I see the same thing happening with people who become stressed out and overwhelmed at the amount of work they perceive they have to do. We see a mountain of work and our brain goes into overdrive telling us we could never get that mountain of work completed on time. Of course, the truth is we can get that work done and all we have to do is focus on one thing at a time and do whatever it takes to avoid distractions and interruptions. Two or three days of focused work and that mountain will have disappeared and we are back in control.

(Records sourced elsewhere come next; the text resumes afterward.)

PR #527, opened 2022-03-23
Switch to suffolklitlab org, allow testing pre-release, fix

### LINKED ISSUE #393: Create npm package with the correct name under the correct org
Right now, it's called `docassemble-cucumber`. We need `alkiln`, I think. If Suffolk is interested, we also need to find out if Suffolk has a npm org and put these releases under that.

plocket:
typo in regex branch name parsing.

Close #393 for v4. Will not be addressing v3.

See it working at https://github.com/plocket/docassemble-CompositeActionsTest/actions/runs/2029985148 ~https://github.com/plocket/docassemble-CompositeActionsTest/actions/runs/2029915837~

[This is supposed to be derived from https://github.com/SuffolkLITLab/ALKiln/compare/releases/v4...393_test_action_npm, which is a more tested version. I just didn't want all those experimental commits.]

### DIFF
--- a/action.yml
+++ b/action.yml
@@ -53,6 +53,7 @@ runs:
         echo "PLAYGROUND_PASSWORD=${{ inputs.PLAYGROUND_PASSWORD }}" >> $GITHUB_ENV
         echo "PLAYGROUND_ID=${{ inputs.PLAYGROUND_ID }}" >> $GITHUB_ENV
         echo "DOCASSEMBLE_DEVELOPER_API_KEY=${{ inputs.DOCASSEMBLE_DEVELOPER_API_KEY }}" >> $GITHUB_ENV
+        echo "ALKILN_VERSION=${{ inputs.ALKILN_VERSION }}" >> $GITHUB_ENV
       shell: bash
     - name: "ALKiln: confirm info"
       run: echo -e "\nRepo is $REPO_URL\nBranch ref is $BRANCH_PATH\nManually added languages are $EXTRA_LANGUAGES\nAll other data is secret\n"
--- a/action.yml
+++ b/action.yml
@@ -21,41 +21,18 @@ inputs:
     description: 'Other languages you want to test. This should be in your GitHub SECRETS or the SECRETS of your org.'
     required: false
     default: ''
+  # This is necessary to test pre-releases at the very least. It does seem
+  # strange considering we're controlling everything through the action, but
+  # that actually doesn't touch the npm version that's pulled in.
+  ALKILN_VERSION:
+    description: 'Version of ALKiln to get from npm.'
+    required: false
+    default: '4.0.0'
 
 runs:
   using: "composite"
   steps:
-    # This doesn't use an already established package-lock.json and that
-    # comes with some types of test breaking risks. Same problem as before.
-    - name: Overwrite or create package.json
-      run: |
-        cat << EOF > "package.json"
-        {
-          "scripts": {
-            "test": "npm run langs_setup && npm run cucumber -- $@",
-            "cucumber_base": "./node_modules/.bin/cucumber-js --require ./node_modules/docassemble-cucumber/lib/index.js",
-            "cucumber": "run_cucumber(){ npm run cucumber_base -- \"$@\" docassemble/*/data/sources/*.feature; }; run_cucumber",
-            "langs": "npm run langs_setup && ./node_modules/.bin/cucumber-js --require ./node_modules/docassemble-cucumber/lib/index.js docassemble/*/data/sources/*_lang*.feature",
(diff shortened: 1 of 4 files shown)


action.yml
```diff
@@ -76,11 +53,43 @@ runs:
...
         echo "DOCASSEMBLE_DEVELOPER_API_KEY=${{ inputs.DOCASSEMBLE_DEVELOPER_API_KEY }}" >> $GITHUB_ENV
+        echo "ALKILN_VERSION=${{ inputs.ALKILN_VERSION }}" >> $GITHUB_ENV
       shell: bash
     - name: "ALKiln: confirm info"
       run: echo -e "\nRepo is $REPO_URL\nBranch ref is $BRANCH_PATH\nManually added languages are $EXTRA_LANGUAGES\nAll other data is secret\n"
       shell: bash
 
+    # This doesn't use an already established package-lock.json and that
+    # comes with some types of test breaking risks. Same problem as before.
+    - name: Overwrite or create package.json
```
k3KAW8Pnf7mkmdSMPHz27:
```suggestion
    - name: Temporarily overwrite or create package.json
```

action.yml
```diff
@@ -76,11 +53,43 @@ runs:
...
+        }
+      shell: bash
+
+    # Install node
+    - name: "ALKiln: Install node packages"
+      uses: actions/setup-node@v1
+      with:
+        node-version: "17"
+    - run: npm install
+      shell: bash
```
k3KAW8Pnf7mkmdSMPHz27, line 91: illegitimate nitpick: it is out-of-scope of this PR, but I believe https://docs.github.com/en/actions/using-workflows/workflow-syntax-for-github-actions#defaultsrun will remove the need of repeating the `shell: bash`.

k3KAW8Pnf7mkmdSMPHz27 (approved):
LGTM! My GitHub Actions-fu isn't great, but from what I know this looks good :+1:

action.yml
plocket: #528

action.yml
```diff
@@ -76,11 +53,43 @@ runs:
...
+            "colors": "1.4.0",
+            "@cucumber/cucumber": "^7.3.2",
+            "@suffolklitlab/alkiln": "$ALKILN_VERSION"
+          }
+        }
+      shell: bash
+
+    # Install node
+    - name: "ALKiln: Install node packages"
+      uses: actions/setup-node@v1
```
k3KAW8Pnf7mkmdSMPHz27, line 87: The latest [setup-node](https://github.com/actions/setup-node#usage) is version 2

It makes sense that Dependabot does this by default, but if it doesn't it can be configured to do so as well (e.g., https://github.com/codeforamerica/brigade-project-index-statusboard/blob/a288e657777479ea82ce0fa09a056ef956a83ce3/.github/dependabot.yml#L3-L6)

plocket: #529

lib/utils/session_vars.js
```diff
@@ -37,7 +37,7 @@ session_vars.get_branch_name = function () {
   /* Get the name of the repository's branch that is being tested */
   let branch_name = null;
   if ( process.env.BRANCH_PATH ) {
-      branch_name = process.env.BRANCH_PATH.replace( `refs/head/`, '' );
+      branch_name = process.env.BRANCH_PATH.replace( `refs/heads/`, '' );
```
BryceStevenWilley, line 40: Also out of scope of this PR, but the `github.ref` variable in the action can be from [tags as well](https://docs.github.com/en/actions/learn-github-actions/environment-variables#default-environment-variables). DA doesn't let you pull from tags, just a note that should make it into docs or comments of the action.yml at some point.

package.json
```diff
@@ -30,9 +30,9 @@
   "author": "",
   "license": "MIT",
   "bugs": {
-    "url": "https://github.com/plocket/docassemble-cucumber/issues"
+    "url": "https://github.com/SuffolkLITLab/ALKiln/issues"
   },
-  "homepage": "https://github.com/plocket/docassemble-cucumber#readme",
+  "homepage": "https://suffolklitlab.github.io/docassemble-AssemblyLine-documentation/docs/automated_integrated_testing",
```
BryceStevenWilley:
```suggestion
  "homepage": "https://suffolklitlab.org/docassemble-AssemblyLine-documentation/docs/automated_integrated_testing/",
```

BryceStevenWilley: the `*.github.io` URL redirects to the `*.org` address anyway.

lib/utils/session_vars.js
plocket: #530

The trick is to look at the mountain, decide it can be conquered and develop a strategy to conquer it. Block a day or two on your calendar and tell your boss, customers and co-workers you need a day or two to catch up. In most cases, the people you tell will understand and support you. Obviously your brain is going to tell you if you block your calendar your boss will be angry — maybe even fire you — your customers will never understand and will take their business to your biggest rival (because your rival has no work to do and can be available 24/7) None of which is true, but we allow our brains to sabotage us like that.

Don’t allow it to happen. Focus on the positives. Focus on the outcome you desire. Acknowledge the things that could go wrong but don’t dwell on them. When your brain tries to sabotage you, push the positives back to the front of your mind. Remind yourself why you are changing what you are changing, doing what you are doing and what the outcome will be if you carry this through. Tell yourself: I can do this!